1. 高すぎる伊丹市国民健康保険税に対する認識を問う

 国民健康保険会計については、市長から国民健康保険事業の健全化対策について諮問がされ、国民健康保険運営協議会で審議がされています。その資料によりますと、伊丹市の国保会計は、2011年度決算で約4億円の赤字で、前年度対比で約6億3,600万円改善。2012年度決算見込みでは、3億1,100万円の赤字となる見通しです。その主な理由は、一般会計から2年間で別途繰り入れを行ったことによるもので、累積赤字を一定解消することができたものです。2011年度に一般医療分の国保税の引き上げを行いましたが、一般会計からの繰り入れ増に関しては、党議員団として評価をしてきました。

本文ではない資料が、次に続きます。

PR #581, opened 2021-10-04
updated to handle when only one var is parsed

teckla-gsk:
updated to display correct var name when only one dtm is parsed

### DIFF
--- a/R/derive_vars_dtm_to_dt.R
+++ b/R/derive_vars_dtm_to_dt.R
@@ -35,11 +35,28 @@
 #'   )
 #'
 #' derive_vars_dtm_to_dt(adcm, vars(TRTSDTM, ASTDTM, AENDTM))
+
 derive_vars_dtm_to_dt <- function(dataset, source_vars) {
   assert_vars(source_vars)
   assert_data_frame(dataset, required_vars = source_vars)
 
-  dataset %>%
-    mutate_at(source_vars, .funs = list(new = lubridate::date)) %>%
-    rename_at(vars(ends_with("new")), .funs = ~str_remove(., "M_new"))
+  #Warn if --TM variables already exist
+  dtm_vars <- quo_c(source_vars)
+  dtm_vars2 <- vars2chr(dtm_vars)
+  n_vars <- length(dtm_vars)
+
+  for (i in n_vars) {
+    dt_vars <- str_replace(dtm_vars2[[i]], "DTM", "DT")
+    warn_if_vars_exist(dataset, dt_vars)
+  }
+
+  if (n_vars > 1) {
+    dataset %>%
+      mutate_at(source_vars, .funs = list(new = lubridate::date)) %>%
+      rename_at(vars(ends_with("new")), .funs = ~str_replace(., "DTM_new", "DT"))
+  }
+  else{
+    dataset %>%
+      mutate(!!sym(dt_vars) := lubridate::date(!!sym(dtm_vars2)))
+  }
 }
--- a/tests/testthat/test-derive_vars_dtm_to_dt.R
+++ b/tests/testthat/test-derive_vars_dtm_to_dt.R
@@ -1,5 +1,6 @@
 context("test-derive_vars_dt")
 
+#test 1 - multiple vars
 test_that("Convert a complete -- DTM into a date object", {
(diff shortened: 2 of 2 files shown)


R/derive_vars_dtm_to_dt.R
```diff
@@ -35,11 +35,28 @@
 #'   )
```
kabis-ops, line 35: Sorry i cannot comment on the grey code so, adding them here:
- (line1) The title should be Title Case.
- (line 3) Should we update as :This function creates date(s) as output from datetime variable(s)
- (line 11-13) : Should we update as : A data frame containing the input dataset with the corresponding date (`--DT`) variable(s) of all datetime variables (`--DTM`) specified in `source_vars`.
- line 24-30: i would suggest to remove `ASTTMF`

tests/testthat/test-derive_vars_dtm_to_dt.R
```diff
@@ -40,3 +41,43 @@ test_that("Convert a complete -- DTM into a date object", {
     keys = c("STUDYID", "USUBJID", "TRTSDTM", "ASTDTM", "AENDTM")
   )
 })
```
kabis-ops, line 43: same here 
- line 19: expected_output; I would remove TRTSDT, ASTDT, AENDT from the tribble and just create them in the mutate step from the DTM variable. I would also probably make 1 subject per row otherwise it looks strange to have multiple trt start for the same pt 
- line41: if you make 1 subject per row then the keys would need to be updated

tests/testthat/test-derive_vars_dtm_to_dt.R
```diff
@@ -1,5 +1,6 @@
 context("test-derive_vars_dt")
 
+#test 1 - multiple vars
```
kabis-ops, line 3: Should you remove the comment and update the description in testthat?

tests/testthat/test-derive_vars_dtm_to_dt.R
```diff
@@ -1,5 +1,6 @@
...
 test_that("Convert a complete -- DTM into a date object", {
```
kabis-ops, line 4: Suggest: "Convert a list of complete -- DTM into dates object"?

tests/testthat/test-derive_vars_dtm_to_dt.R
```diff
@@ -40,3 +41,43 @@ test_that("Convert a complete -- DTM into a date object", {
     keys = c("STUDYID", "USUBJID", "TRTSDTM", "ASTDTM", "AENDTM")
   )
 })
+
+#test 2 - single var
+test_that("Convert a complete -- DTM into a date object", {
```
kabis-ops, line 46: same as above:
Suggest: "Convert a single -- DTM into a date object"?

tests/testthat/test-derive_vars_dtm_to_dt.R
```diff
@@ -40,3 +41,43 @@ test_that("Convert a complete -- DTM into a date object", {
...
+    "TEST01", "PAT01", "2017-02-25 16:00:00", "2017-02-25 14:00:00", "2017-03-25 23:00:00",
+    "TEST01", "PAT01", "2017-02-25 16:00:00", "2017-02-25 14:00:00", "2018-04-29 14:00:00",
+  ) %>% mutate(
+    TRTSDTM = lubridate::as_datetime(TRTSDTM),
+    ASTDTM = lubridate::as_datetime(ASTDTM),
+    AENDTM = lubridate::as_datetime(AENDTM)
+  )
+
+  # nolint start
+  expected_output <- tibble::tribble(
```
kabis-ops, line 61: same comment as above

kabis-ops (commented):
HI @teckla-gsk , thanks this is now working fine with one variable too 👍 
I have only made cosmetics comments.

thomas-neitmann:
@teckla-gsk Is this realted to your other PR #555? If so, idelly you would have made the changes directly there (you can always just push new commits to an existing PR). Should we close #555 in favor of this PR?

teckla-gsk:
@thomas-neitmann this was to update the dates PR #555 is for the times. Is this ready to be merged?

thomas-neitmann (approved):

 ところが、今後の国保会計の見通しを試算したとき、一定の財政健全化策を講じたとしても、2017年度(平成29年度)には、一般医療分と後期高齢分の合計で約60億円の赤字となる見通しが出されました。これを、2012年度末の累積赤字を解消し、今後5年間、毎年単年度収支を解消する税改定を行えば、5年間の増税額合計で53億3,500万円、最終年度の2017年度の国保税は平均して現在の1.5倍にもなります。国保税は現在でも負担の限度額を超えており、こんな値上げなどとんでもありません。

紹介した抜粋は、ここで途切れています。